# Fall movie releases



## SeverinR (Aug 28, 2017)

Fall Movie Preview: 65 films coming to theaters this fall | WKEF

Nothing jumps out at me until Dec.

"It" remake in Sept.
"Blade runner 2049" maybe something? Oct.
"Justice league" Nov.
"Deathwish" remake? Can anyone replace Charles? If anyone can maybe Bruce.

The two that caught my eye:
"Star wars: The Last Jedi" Dec.
"Jumanji: Welcome to the jungle" Dec.


IMHO the run of boring sad movies continue.


----------



## Tom (Aug 28, 2017)

Yeah, the only one I'm looking forward to is the new Star Wars. Honestly, I think the film industry's going to run itself into the ground if it keeps churning out endless remakes. Something needs to change.


----------



## Devor (Aug 28, 2017)

Nobody else hyped for Thor: Ragnarok, huh?

The kids are looking forward to the Lego Ninjago movie and My Little Pony, but even giving them a lot wiggle room I'm skeptical of movies made from tv shows.

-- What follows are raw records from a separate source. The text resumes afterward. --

PR #7824, opened 2021-11-03
Permissions and ownership of files under home directories

marcusburghardt:
### Description:
This PR brings OVAL, tests and remediation for the following rules:

accounts_users_home_files_ownership
accounts_users_home_files_groupownership
accounts_users_home_files_permissions

### Rationale:
These rules are required by some standards, like STIG and CIS. Therefore, it is valuable to have them properly working.
This PR partially fix:

https://bugzilla.redhat.com/show_bug.cgi?id=1884687

This PR is also related to #7770 and #7790.


linux_os/guide/system/accounts/accounts-session/accounts_users_home_files_groupownership/bash/shared.sh
```diff
@@ -0,0 +1,7 @@
+# platform = multi_platform_all
+# reboot = false
+# strategy = restrict
+# complexity = low
+# disruption = low
+
+awk -F':' '{ if ($4 >= {{{ gid_min }}} && $4 != 65534) system("chgrp -Rf " $4" "$6) }' /etc/passwd
```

I'm still not sure about Justice League.  That first trailer looked good, but the recent ones have been iffy. And now they're suggesting "The Batman" movie won't even use Affleck or be connected to the DCU?  Gi'me a break, they don't even have confidence in their own universe.


----------



## DragonOfTheAerie (Aug 28, 2017)

Tom said:


> Yeah, the only one I'm looking forward to is the new Star Wars. Honestly, I think the film industry's going to run itself into the ground if it keeps churning out endless remakes. Something needs to change.



I'm really excited for Star Wars too. But I too am concerned about the franchise's future...These movies will start sucking eventually.


----------



## DragonOfTheAerie (Aug 28, 2017)

Devor said:


> Nobody else hyped for Thor: Ragnarok, huh?
> 
> The kids are looking forward to the Lego Ninjago movie and My Little Pony, but even giving them a lot wiggle room I'm skeptical of movies made from tv shows.
> 
> I'm still not sure about Justice League.  That first trailer looked good, but the recent ones have been iffy. And now they're suggesting "The Batman" movie won't even use Affleck or be connected to the DCU?  Gi'me a break, they don't even have confidence in their own universe.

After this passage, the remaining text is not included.